### Record set:
━━━━━━━━━━━━━━━━━━━━━━━━━━━━━━

PR #1805, opened 2021-01-08
Update lxml to 4.6.2 and python to 3.8.7

mathjazz:
I've tested locally and on stage and didn't spot any issues.

The amount of diff in the `.txt` files is probably caused by the latest version of `pip-tools` I installed locally.

Could we replace `compile-all.sh` with a `make compile-requirements` and compile requirements in Docker?

### DIFF
--- a/docker/Dockerfile
+++ b/docker/Dockerfile
@@ -1,4 +1,4 @@
-FROM python:3.8.3-buster
+FROM python:3.8-buster
 
 ARG USER_ID=1000
 ARG GROUP_ID=1000
--- a/requirements/default.in
+++ b/requirements/default.in
@@ -35,7 +35,7 @@ graphene-django==2.13.0
 gunicorn==19.9.0
 jsonfield==3.1.0
 jsonschema==2.6.0
-lxml==4.3.3
+lxml==4.6.2
 mercurial==5.2.2
 newrelic==2.106.1.88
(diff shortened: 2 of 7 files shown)


Pike:
I've actually run it inside docker the  past few times I updated deps. I wouldn't mind that being the default.

There's a  bit of trickery involved in that, though, as all other dependencies are installed by root,  and the Pontoon user  doesn't have access or its path set up right for local installs of piptools.

And yes, the formatting gone different with https://github.com/jazzband/pip-tools/pull/1237

PFischbeck (approved):
Looks good to me! This commit might also be the right time to update the Python version in the Dockerfile. Right now, it is at `3.8.3-buster`. We could use either `3.8.7-buster` or  `3.8-buster`, which always refers to the latest patch version.

Compiling requirements in Docker sounds good, but unfortunately I don't know enough about Docker to help much.

mathjazz:
> Looks good to me! This commit might also be the right time to update the Python version in the Dockerfile. Right now, it is at `3.8.3-buster`. We could use either `3.8.7-buster` or `3.8-buster`, which always refers to the latest patch version.

Thanks, I'll update that.

> Compiling requirements in Docker sounds good, but unfortunately I don't know enough about Docker to help much.

I have a patch ready :)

━━━━━━━━━━━━━━━━━━━━━━━━━━━━━━

Report back each line of the entries that holds the string "much".

Compiling requirements in Docker sounds good, but unfortunately I don't know enough about Docker to help much.
> Compiling requirements in Docker sounds good, but unfortunately I don't know enough about Docker to help much.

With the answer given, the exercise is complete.